Sampras survives, Seles falls

By Stephen Wilson, Associated Press writer
June 5, 1996


PARIS -- After five sets and 31/2 hours of bruising power tennis against old sparring partner Jim Courier, Pete Sampras looked like he could barely stand up.
Then he banged his 28th ace, capping an emotional and exhausting comeback from two sets down Tuesday to reach the semifinals of the French Open for the first time.
After the ball whizzed past Courier to complete the 6-7 (7-4), 4-6, 6-4, 6-4, 6-4 victory, the top-seeded Sampras looked to the sky and held up his arms like a boxer signaling a knockout.
"I was very tired," Sampras said. "In the last set, my mind was kind of a blank. It was just adrenaline ... just trying to guts it out."
There was no such reprieve for Monica Seles, who was ousted by 10th-seeded Jana Novotna 7-6 (9-7) 6-3. Seles, a three-time champion who shares the top seeding with Steffi Graf, was unusually tentative.
"I just played very scared," said Seles, playing in her first French Open since her stabbing in 1993. "I played really defensive which is not the style of my game."
Seles had reached the finals of last 10 Grand Slam tournaments she had played in and won 25 consecutive French Open matches.

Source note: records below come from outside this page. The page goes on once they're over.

PR #8571, opened 2025-08-05
update banner for community

kind6688:


libs/components/src/lib/components/SettingComunity/index.tsx
```diff
@@ -0,0 +1,451 @@
+"use client"
```
huylexuan44, line 1: this module not resuse, let move to chat/src/app/pages

libs/store/src/lib/comunity/comunity.slice.ts
```diff
@@ -0,0 +1,133 @@
...
+export const comunityReducer = comunitySlice.reducer;
+
+export const comunityActions = {
+    ...comunitySlice.actions,
+    updateCommunityStatus,
+    updateCommunityBanner,
+};
+
+export const selectComunityState = (state: RootState) => state[COMUNITY_FEATURE_KEY] as ComunityState;
+export const selectIsCommunityEnabled = (clanId: string) => (state: RootState) =>
```
huylexuan44: wrap create selector out side

huylexuan44: and make selector

huylexuan44 (approved):

Issue #8578, opened 2025-08-06
Group call: show in correct display name of user start group call.


hoangtranlehuy:
<img width="1440" height="824" alt="Image" src="https://github.com/user-attachments/assets/293e8767-b427-4150-9f21-36030dd813f5" />

PR #8580, opened 2025-08-06
fix call log show incorrect user display name

hoangtranlehuy:
fix call log show incorrect user display name start call.
Issue: https://github.com/mezonai/mezon/issues/8578
Expect case:
- Show display name or username of the user who start call.
- Show type of call( group, audio, video) was started.

image

https://github.com/user-attachments/assets/c28ba33b-08c7-4585-96ec-b350ba4e2f39

https://github.com/user-attachments/assets/2b0d096b-ba73-4ea4-9e41-8b9622dcb89b

### DIFF
--- a/libs/components/src/lib/components/MessageWithUser/index.tsx
+++ b/libs/components/src/lib/components/MessageWithUser/index.tsx
@@ -331,7 +331,7 @@ function MessageWithUser({
 						{!!message?.content?.callLog?.callLogType && (
 							<CallLogMessage
 								userId={userId || ''}
-								username={user?.user?.display_name || ''}
+								username={message?.display_name || message?.username || ''}
 								channelId={message?.channel_id}
 								messageId={message?.id}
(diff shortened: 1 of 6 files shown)


libs/components/src/lib/components/MessageWithUser/index.tsx
```diff
@@ -331,7 +331,7 @@ function MessageWithUser({
 						{!!message?.content?.callLog?.callLogType && (
 							<CallLogMessage
 								userId={userId || ''}
-								username={user?.user?.display_name || ''}
+								username={message?.display_name || message?.username || ''}
```
phuocnguyenncc, line 334: check impact call log in call 1:1

hoangtranlehuy: done.

phuocnguyenncc (approved):

PR #296, opened 2018-04-18
Split APM creation transaction

bingen:
To fix gas issues and on deployment and `npm run test`, `newAPM` is
now split into 2 transactions to avoid passing the transaction gas
limit. The first one just creates the DAO, which currently consumes
~1.5M gas.

Replaces #295


sohkai:
@bingen I think this is superseded by #297?

PR #298, opened 2018-04-19
[WIP] Switch namespace order - DO NOT merge!!

bingen:
Temporary PR with namespace change proposal, to remember later on an eventual discussion.

Before we were using, e.g. for kernel app:

`keccak256(keccak256(keccak256(keccak256(keccak256('core'), bytes32(0)),
'eth'), 'aragonpm'), 'kernel')`

With this change we would use:

`keccak256(keccak256(keccak256(keccak256(keccak256(bytes32(0)), 'eth'),
'aragonpm'), 'kernel'), 'core')`

Which is equivalent to `namehash("core.kernel.aragonpm.eth")`

TODO:
- Remove APMNamehash
- Change constants in IEVMScriptRegistry.sol
- Change constants in ACL.sol
- Change order everywhere namespaces are used
- Add bytes32(0) at the other end (after namespace)??

### DIFF
--- a/contracts/ens/ENSConstants.sol
+++ b/contracts/ens/ENSConstants.sol
@@ -3,8 +3,14 @@ pragma solidity ^0.4.18;
 
 contract ENSConstants {
     bytes32 constant public ENS_ROOT = bytes32(0);
+    /* Constants are hardcoded to save gas
     bytes32 constant public ETH_TLD_LABEL = keccak256("eth");
     bytes32 constant public ETH_TLD_NODE = keccak256(ENS_ROOT, ETH_TLD_LABEL);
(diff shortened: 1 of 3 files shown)


izqui:
@bingen can this be closed given the refactor to the new namehashes? https://github.com/aragon/aragonOS/pull/310

bingen:
I don't think so, that refactor is independent to the proposed change here. Maybe we can discuss it briefly next week and close if we decide so.

sohkai:
After a conversation with @bingen, we decided to close this for now.

The main reason was that using a proper namehash would make the internal namespacing of installed apps confusing—the namespace would come as the second argument in the hash (usually unintuitive) and the hash being a proper namehash could mean inadvertent collisions / confusion with existing ENS names.

PR #299, opened 2018-04-21
Allow newer versions of Solidity

jvluso:


sohkai:
Hey @jvluso, we haven't made it externally obvious why some of those contracts are pinned, but it's a general security practice to avoid compiler issues. We've consciously made `AragonApp` unpinned so users can choose their own solc versions for their own app.

See https://github.com/aragon/aragonOS/pull/236 for related info.

PR #310, opened 2018-05-14
Expose APMNamehash

sohkai:
Exposes `APMNamehash.sol` to let packages like the DAO kits to get an APM namehash without reimplementing it.

### DIFF
--- a/test/mocks/APMNamehash.sol
+++ b/test/mocks/APMNamehash.sol
@@ -1,10 +1,9 @@
 pragma solidity ^0.4.18;
 
+import "../../contracts/apm/APMConstants.sol";
 
-contract APMNamehash {
-    bytes32 constant public ETH_NODE = keccak256(bytes32(0), keccak256("eth"));
-    bytes32 constant public APM_NODE = keccak256(ETH_NODE, keccak256("aragonpm"));
 
+contract APMNamehash is APMConstants {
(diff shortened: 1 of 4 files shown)


sohkai:
@bingen See https://github.com/aragon/dao-kits/pull/1#discussion_r187854635

bingen:
I see, thanks. Then I would expose `APMNamehash` and keep `APM_NODE` inside it. As I see in that PR, `APM_NODE` is only used to compute `apmNamehash` just below (although not using the function) and I haven't seen any other use of `APM_NODE` anywhere else. `APMNamehash` contract is really small and to me it seems easier to read with the constant there than with an import and having to open another file.

test/mocks/APMNamehash.sol
```diff
@@ -1,10 +1,9 @@
 pragma solidity ^0.4.18;
 
+import "../../contracts/apm/APMConstants.sol";
 
-contract APMNamehash {
-    bytes32 constant public ETH_NODE = keccak256(bytes32(0), keccak256("eth"));
-    bytes32 constant public APM_NODE = keccak256(ETH_NODE, keccak256("aragonpm"));
```
bingen: I would keep this one inside `APMNamehash` and avoid the need for `APMConstants`.

PR #313, opened 2018-05-14
Fix incorrect role hashes

### LINKED ISSUE #307: ENSSubdomainRegistrar and APMRegistry roles should follow naming convention
They are still `bytes(1)` and so on. They should be converted to the new convention in order as our tooling assumes they do.

sohkai:
Fixes #307.


bingen:
Shouldn't we add tests using `test/mocks/KeccakConstants.sol`?

sohkai:
Good point! Missed that file yesterday and was wondering if we were testing these somewhere.

PR #317, opened 2018-05-16
Use npx everywhere

izqui:


package.json
```diff
@@ -3,16 +3,16 @@
   "version": "3.1.5",
   "description": "Core contracts for Aragon",
   "scripts": {
-    "compile": "truffle compile",
+    "compile": "npx truffle compile",
```
bpierre: I don’t think `npx` is needed in npm scripts? `node_modules/.bin` is already in the `$PATH`.

izqui: That's true, does it prioritize it meaning are binaries there checked before globally installed binaries?

bpierre: Yes it’s added at the beginning of the path, so it takes priority 👍

PR #323, opened 2018-05-23
Kernel: fix no returns from overloads of newAppInstance()

sohkai:
😰 I think I messed this up a while back.


bingen:
Kind of late, sorry, but some of comments:
- First of all, I'm afraid it was me who messed it up. :-o
- Could we then remove the name of the returned variable `appProxy`, as we are not using it?
- How come were tests using that wrapper working? See here:
https://github.com/aragon/aragonOS/blob/dev/test/mocks/KernelMock.sol#L22
https://github.com/aragon/aragonOS/blob/dev/test/proxy_recover_funds.js#L53
https://github.com/aragon/aragonOS/blob/dev/test/mocks/APMRegistryFactoryMock.sol#L38

sohkai:
Internally debated about removing the returned `appProxy` name, but ended up deciding to keep it to make the interfaces for both the exact same.

Those tests were working because JS tests don't get the return types, and the one solidity test uses the full parameterized function rather than the broken convenience overloads.

I didn't add any tests because of the JS tests not including return types, but we could include some solidity ones for the cases, like this, where the return values are really important.

PR #324, opened 2018-05-25
Remove delegate executors

sohkai:


test/evm_script.js
```diff
@@ -57,9 +52,7 @@ contract('EVM Script', accounts => {
```
bingen: Shouldn't the "3" in the description for this test be changed to "1"?

test/evm_script.js
```diff
@@ -171,187 +163,5 @@ contract('EVM Script', accounts => {
...
-
-            it('fails when executor selfdestructs', async () => {
-                return assertRevert(async () => {
-                    // passing some input makes executor to selfdestruct
-                    await executor.executeWithIO('0x00000004', '0x0001', [])
-                })
-            })
-        })
-
-        context('script overflow', async () => {
```
bingen: Why is this one being removed?

sohkai: Nice catch, this should stay :).

PR #344, opened 2018-06-20
Add SafeMath lib for uint8

bingen:


contracts/lib/zeppelin/math/SafeMath8.sol
```diff
@@ -0,0 +1,32 @@
...
+  function mul(uint8 a, uint8 b) internal pure returns (uint8) {
+    uint8 c = a * b;
+    require(a == 0 || c / a == b);
+    return c;
+  }
+
+  function div(uint8 a, uint8 b) internal pure returns (uint8) {
+    // assert(b > 0); // Solidity automatically throws when dividing by 0
+    uint8 c = a / b;
+    // assert(a == b * c + a % b); // There is no case in which this doesn't hold
```
izqui: We can use this opportunity to clean up these old comments

sohkai:
@bingen I just reverted the patch version upgrade and will merge this now. Another PR will be made to move these math libs to their latest gas optimized versions.

PR #346, opened 2018-07-12
EVMScriptRunner: remove protectState modifier

sohkai:
From https://github.com/ConsenSys/aragonOS-audit-repo/issues/28:

> While this works for the two attributes just mentioned it leaves all other storage variables exposed when the execution of `DeployDelegateScript` or `DelegateScript` is permitted.

> The protectState modifier gives a false sense of security and it should be removed from the contract.

Given that, in general, no `DelegateScript` executor would be considered safe if it contains an `SSTORE` opcode, this modifier is unnecessary.

### DIFF
--- a/contracts/evmscript/EVMScriptRunner.sol
+++ b/contracts/evmscript/EVMScriptRunner.sol
@@ -14,7 +14,7 @@ import "../apps/AppStorage.sol";
 contract EVMScriptRunner is AppStorage, EVMScriptRegistryConstants {
     using ScriptHelpers for bytes;
 
-    function runScript(bytes _script, bytes _input, address[] _blacklist) protectState internal returns (bytes output) {
+    function runScript(bytes _script, bytes _input, address[] _blacklist) internal returns (bytes output) {
         // TODO: Too much data flying around, maybe extracting spec id here is cheaper
         address executorAddr = getExecutor(_script);
         require(executorAddr != address(0));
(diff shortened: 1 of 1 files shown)


izqui:
@bingen I think `protectState` is a fine name (or `protectStateIntegrity`) and then properly comment what state can't be protected and why.

sohkai:
These are good points, although if

> someone with the right permissions can still add a malicious executor to their DAO

happens, I think we can assume they're pretty much screwed anyway. But, some protection is better than no protection, and perhaps `protectAppIntegrity` would best signal this intent.

thec00n:
I am just reading up on the conversation and would like to clarify why I have raised the issue as it is not a direct security issue. 

I generally think that building security controls that do not solve a specific security issue in its entirety is usually a sign that there is an underlying design problem and that the best solution to the problem has not been found yet. In the case of `protectState` and `kernelIntegrity` modifiers they only protect specific storage variables. This might be sufficient for now but should there be any changes in the future and more variables are added then the security controls are not sufficient and they give a false sense of security.

sohkai:
Closing this as it's something we'll defer until later.

In its current state, `protectState` can be misleading but does not present any inherent security risks.

In the future, we'll investigate how to make `protectState` more generic and user-driven, so that apps can define what they'd like to protect: https://github.com/aragon/aragonOS/issues/398.

Issue #325, opened 2018-06-04
Remove ACL bypass when Kernel is not set from AragonApp


izqui:
https://github.com/aragon/aragonOS/blob/dev/contracts/apps/AragonApp.sol#L32

This issue has been brought up by both audits as a major issue. I think given our knowledge of the system it doesn't seem like a big problem, but IMO there is no need to deploy production code that makes out unit testing of apps easier.

We should remove the `address(kernel) == address(0) || ...` shortcut from AragonApp and create an `AppProxyMock` that automatically sets the kernel to a kernel that will allow allow actions.

Pseudocode:
```solidity
contract KernelAllowAllMock is Kernel {
  function hasPermission(address _who, address _where, bytes32 _what, bytes _how) public view returns (bool) {
     return true;
  }
}

contract AppProxyAllowAllMock is AppProxyBase {
  address base;

  function AppProxyMock(address _base)
           AppProxyBase(new KernelAllowAllMock(), bytes32(0), new bytes(0)) {
    base = _base;
  }
  
  function implementation() public view returns (address) {
    return base;
  }
}
```

Then when testing apps, they would need to be tested through the mocked proxy

izqui:
https://github.com/ConsenSys/aragonOS-audit-repo/issues/22

PR #347, opened 2018-07-12
Kernel: remove kernelIntegrity modifier

sohkai:
`kernelIntegrity` has been made obsolete with the changes to check that addresses given to `setApp()` are always contracts (f7680657).

The only appropriate check `kernelIntegrity` could do is make sure that the base kernel is still a kernel contract, but this is impossible without something like a public `isKernel()` (which may not be a bad idea, as it also helps frontends).

### DIFF
--- a/contracts/kernel/Kernel.sol
+++ b/contracts/kernel/Kernel.sol
@@ -103,7 +103,7 @@ contract Kernel is IKernel, KernelStorage, Initializable, IsContract, AppProxyFa
     * @param _app Address of the app
     * @return ID of app
     */
-    function setApp(bytes32 _namespace, bytes32 _name, address _app) auth(APP_MANAGER_ROLE, arr(_namespace, _name)) kernelIntegrity public returns (bytes32 id) {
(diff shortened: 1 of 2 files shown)


bingen:
Oh, I see now that my second comment is done in PR #352 , so forget it.
https://github.com/aragon/aragonOS/pull/352/files#diff-807af7e85f274f9138c01132b86256b6R14

sohkai:
> Shouldn't we add the isContract check here too?

Good catch, I'll add the `isContract()` check there and in `AppProxyBase` as part of https://github.com/aragon/aragonOS/issues/325.

> This test will fail now. Not sure if the test makes sense, I'm afraid this question leads us again to the debate of whether aragonOS is intended to be used without proxies or not, haha.

This is an interesting find... I'd argue again that all the contracts should behave the same with and without a proxy in front of them. This particular test case highlights the odd behaviour of `kernelIntegrity`: if we're acting as the base contract, there should be no check this.

sohkai:
@bingen	I've parameterized the `kernel_apps` test to also test the Kernel contract by itself (as well as when behind a proxy): 3fa6e17.

It didn't make sense to do this for the other kernel tests, given one was for upgrading (proxy required) and the other is really just an ACL test we've neglected to rename as such.

PR #367, opened 2021-03-31
feat: exposed textbuilder callback

deven98:


imtoori (changes requested):
you should pass it in the parent message as well

imtoori (commented):
LGTM

PR #377, opened 2021-04-02
fix: attachments upload when size exceeds

### LINKED ISSUE #371: Files Larger Than 20MB Can Still Be Sent and Become Permanently Stuck
**Describe the bug**
Attempting to attach a file larger than 20MB shows the error but allows the file to be sent.
Upload then subsequently fails and the failed file becomes stuck permanently, with no ability to remove.

**What package are you using? What version?**
v1.5.1 

**What platform is it about?**
- [X] Android
- [ ] iOS
- [ ] Web
- [ ] Windows
- [ ] MacOS
- [ ] Linux

**To Reproduce**
1. Attach video larger than 20MB.
2. Dismiss warning message.
3. File attachment still exists and can be sent.
4. Send
5. Sending fails and becomes stuck in chat with no ability to remove.

**Expected behavior**
Do not allow attachments that are larger than the file size limit.

**Screenshots**
Screenshot_20210331-132550
Screenshot_20210331-132606

deven98:
Fixes #371

### DIFF
--- a/packages/stream_chat_flutter/lib/src/message_input.dart
+++ b/packages/stream_chat_flutter/lib/src/message_input.dart
@@ -1989,8 +1989,6 @@ class MessageInputState extends State<MessageInput> {
       extraData: extraDataMap.isNotEmpty ? extraDataMap : null,
     );
 
-    _attachments[attachment.id] = attachment;
-
     if (file.size > _kMaxAttachmentSize) {
       if (attachmentType == 'Video') {
         final mediaInfo = await VideoService.compressVideo(file.path);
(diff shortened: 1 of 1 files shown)


packages/stream_chat_flutter/lib/src/message_input.dart
```diff
@@ -1988,8 +1989,6 @@ class MessageInputState extends State<MessageInput> {
       extraData: extraDataMap.isNotEmpty ? extraDataMap : null,
     );
 
-    _attachments[attachment.id] = attachment;
```
xsahil03x, line 1991: I think we added the attachment at the start because the compression may take some time and we want to show it ASAP as the selected item in message input.

deven98: I think there's a a better way to do that. If we want to do this, let's also add a check at the end checking for file sizes.

xsahil03x (approved):
LGTM

PR #381, opened 2021-04-02
feat: migrate to NNBD(non-nullable by default)

xsahil03x:
- feat: migrate to NNBD(non-nullable by default)

### Plan

**Phase 1. Upgrade dependencies to null-safe compatible dependencies for each stream library**
  - [X] stream_chat
  - [x] stream_chat_flutter
  - [x] stream_chat_flutter_core
  - [x] stream_chat_persistence

**Phase 2. Upgrade to sound null safety for each stream library**
  - [x] stream_chat
  - [x] stream_chat_flutter
  - [x] stream_chat_flutter_core
  - [x] stream_chat_persistence


packages/stream_chat/lib/src/api/websocket.dart
```diff
@@ -107,43 +107,43 @@ class WebSocket {
...
   /// The current connection status value
-  ConnectionStatus get connectionStatus => _connectionStatusController.value;
+  ConnectionStatus? get connectionStatus => _connectionStatusController.value;
 
   /// This notifies of connection status changes
   Stream<ConnectionStatus> get connectionStatusStream =>
       _connectionStatusController.stream;
 
-  String _path;
+  late final String _path;
```
ryanheise, line 116: I'm observing:

```
LateInitializationError: Field '_path@2300330865' has already been initialized.
```

because `_path` is updated multiple times elsewhere in this class.

imtoori: Thanks! That was not right, I just updated it

PR #390, opened 2021-04-09
feat(ui): [CDS-239] NNBD 

imtoori:


packages/stream_chat/lib/src/api/channel.dart
```diff
@@ -193,9 +193,9 @@ class Channel {
       state?._channelState.channel?.extraData ?? _extraData;
 
   /// Channel extra data as a stream
-  Stream<Map<String, dynamic>?>? get extraDataStream {
+  Stream<Map<String, dynamic>>? get extraDataStream {
     _checkInitialized();
-    return state?.channelStateStream.map((cs) => cs.channel?.extraData);
+    return state?.channelStateStream.map((cs) => cs.channel?.extraData ?? {});
```
xsahil03x, line 198:
```suggestion
    return state?.channelStateStream.map((cs) => cs.channel?.extraData ?? _extraData);
```

deven98:
Mentions are highlighted initially, after which they go back to black 

image

deven98:
Might not be a null safety thing, but padding for MessageInput is off 

image

packages/stream_chat_flutter/lib/src/message_list_view.dart
```diff
@@ -1008,19 +1008,20 @@ class _MessageListViewState extends State<MessageListView> {
             break;
           case ReturnActionType.reply:
             FocusScope.of(context).unfocus();
-            widget.onMessageSwiped(message);
+            widget.onMessageSwiped!(message);
```
deven98, line 1011: We should probably have a null check for widget.onMessageSwiped instead of a bang here

deven98:
image

Saving doesn't work. If it isn't supported in the example, we should show a better error message of what went wrong or remove the option.

deven98:
May be a non-issue:

Are two different types supposed to be cojoined?

image

packages/stream_chat_flutter/lib/src/deleted_message.dart
```diff
@@ -5,25 +5,25 @@ import 'package:stream_chat_flutter/src/stream_chat_theme.dart';
...
+    required this.messageTheme,
     this.borderRadiusGeometry,
     this.shape,
     this.borderSide,
     this.reverse = false,
   }) : super(key: key);
 
   /// The theme of the message
-  final MessageTheme messageTheme;
+  final MessageTheme? messageTheme;
```
deven98, line 17: MessageTheme is required here, can we make it non-nullable?

packages/stream_chat_flutter/lib/src/image_header.dart
```diff
@@ -32,9 +32,9 @@ class ImageHeader extends StatelessWidget implements PreferredSizeWidget {
 
   /// Creates a channel header
   ImageHeader({
-    Key key,
-    this.message,
-    this.urls,
+    Key? key,
+    required this.message,
+    this.urls = const [],
```
deven98, line 37: Are we using the urls anywhere?

deven98: Can we add a type to the currentIndex too?

packages/stream_chat_flutter/lib/src/stream_chat.dart
```diff
@@ -32,21 +32,21 @@ import 'dart:ui' as ui;
 /// Use [StreamChat.of] to get the current [StreamChatState] instance.
 class StreamChat extends StatefulWidget {
   final StreamChatClient client;
-  final Widget child;
-  final StreamChatThemeData streamChatThemeData;
+  final Widget? child;
```
deven98, line 35: child is required, can make this non nullable

packages/stream_chat_flutter/lib/src/thread_header.dart
```diff
@@ -61,30 +61,30 @@ class ThreadHeader extends StatelessWidget implements PreferredSizeWidget {
...
-  final Widget subtitle;
+  final Widget? subtitle;
 
   /// Leading widget
-  final Widget leading;
+  final Widget? leading;
 
   /// AppBar actions
-  final List<Widget> actions;
+  final List<Widget>? actions;
```
deven98, line 82: Probably can make this non nullable and a const [] by default

packages/stream_chat_flutter/lib/src/upload_progress_indicator.dart
```diff
@@ -5,20 +5,27 @@ import 'stream_chat_theme.dart';
...
-    Key key,
-    @required this.uploaded,
-    @required this.total,
-    this.progressIndicatorColor = const Color(0xffb2b2b2),
-    this.padding = const EdgeInsets.only(top: 5, bottom: 5, right: 11, left: 5),
+  UploadProgressIndicator({
+    Key? key,
+    required this.uploaded,
+    required this.total,
+    Color? progressIndicatorColor,
```
deven98, line 17: Unsure of why this can't be    

`this.progressIndicatorColor = const Color(0xffb2b2b2),`

packages/stream_chat_flutter/lib/src/url_attachment.dart
```diff
@@ -9,17 +9,17 @@ class UrlAttachment extends StatelessWidget {
   final EdgeInsets textPadding;
 
   UrlAttachment({
-    @required this.urlAttachment,
-    @required this.hostDisplayName,
-    @required this.textPadding,
+    required this.urlAttachment,
+    required this.hostDisplayName,
+    required this.textPadding,
```
deven98, line 14: Can we give this a default value? Not sure why this is required before or after

packages/stream_chat_flutter/lib/src/utils.dart
```diff
@@ -46,17 +46,17 @@ Future<bool> showConfirmationDialog(
               if (icon != null) icon,
               SizedBox(height: 26.0),
               Text(
-                title,
+                title!,
```
deven98, line 49: Add default text or make NN

packages/stream_chat_flutter/lib/src/utils.dart
```diff
@@ -46,17 +46,17 @@ Future<bool> showConfirmationDialog(
...
                 style: StreamChatTheme.of(context).textTheme.headlineBold,
               ),
               SizedBox(height: 7.0),
               Text(
-                question,
+                question!,
```
deven98, line 54: Add default text or make NN

packages/stream_chat_flutter/lib/src/utils.dart
```diff
@@ -69,7 +69,7 @@ Future<bool> showConfirmationDialog(
                           Navigator.of(context).pop(false);
                         },
                         child: Text(
-                          cancelText,
+                          cancelText!,
```
deven98, line 72: Add default text or make NN

packages/stream_chat_flutter/lib/src/utils.dart
```diff
@@ -90,7 +90,7 @@ Future<bool> showConfirmationDialog(
                           Navigator.pop(context, true);
                         },
                         child: Text(
-                          okText,
+                          okText!,
```
deven98, line 93: Add default text or make NN

packages/stream_chat_flutter/lib/src/utils.dart
```diff
@@ -110,17 +110,17 @@ Future<bool> showConfirmationDialog(
...
   BuildContext context, {
-  String title,
-  Widget icon,
-  String details,
-  String okText,
-  StreamChatThemeData theme,
+  String? title,
+  Widget? icon,
+  String? details,
+  String? okText,
```
deven98, line 118: Same as before, text is used with bangs and no default value

packages/stream_chat_flutter/lib/src/video_thumbnail_image.dart
```diff
@@ -9,17 +9,17 @@ import 'stream_svg_icon.dart';
 import 'video_service.dart';
 
 class VideoThumbnailImage extends StatefulWidget {
-  final String video;
-  final double width;
-  final double height;
-  final BoxFit fit;
+  final String? video;
```
deven98, line 12: Required but nullable

packages/stream_chat_flutter/lib/src/message_text.dart
```diff
@@ -7,43 +8,45 @@ import 'utils.dart';
...
-  final void Function(String) onLinkTap;
-  final MessageTheme messageTheme;
+  final void Function(User)? onMentionTap;
+  final void Function(String)? onLinkTap;
+  final MessageTheme? messageTheme;
 
   @override
   Widget build(BuildContext context) {
-    final text = _replaceMentions(message.text).replaceAll('\n', '\\\n');
+    final text = _replaceMentions(message.text)!.replaceAll('\n', '\\\n');
```
deven98, line 25: Consider making the _replaceMentions method non nullable and accept a NN string, pass a default value (message.text ?? '') when calling it

packages/stream_chat_flutter/lib/src/thread_header.dart
imtoori: I wouldn't do this, if you look at the AppBar widget they don't do that

packages/stream_chat_flutter/lib/src/stream_chat.dart
imtoori: I wouldn't do it
instead I would use a default empty widget 

problem is we cant to be able to use it in the MaterialApp builder property and the passed widget is nullable
we can talk about it on a call, let me know

deven98:
LGTM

It was also the first time since 1989 that Seles lost at the French Open. That was the year she lost to Steffi Graf in the semifinals. Seles won in 1990, 1991 and 1992 before missing the next three years.
Novotna sensed a different Seles across the net from the one who ruled women's tennis in the early 1990s.
"At the important moments, she was not as dominant as she used to be," said Novotna, the No. 9 seed from the Czech Republic who had lost her last four matches to Seles.
Graf, the defending champion, swept past No. 5 Iva Majoli 6-3, 6-1. Also advancing to the women's semis were No. 3 Arantxa Sanchez Vicario, who was jeered while resorting to moonballs in her 6-1, 6-7 (7-4), 10-8 victory over Karina Habsudova; and No. 3 Conchita Martinez, a 6-1, 6-3 winner over No. 9 Lindsay Davenport.
In Thursday's semifinals, Graf will face Martinez and Sanchez Vicario will play Novotna.
Courier, who lost to Sampras for the 15th time in 18 matches, said he had seen it all before.
"Pete's a good actor, let's put it that way," he said. "Some people put up a front that they're tough. Pete puts up a front that he's hurting, but he still seems to fire those aces.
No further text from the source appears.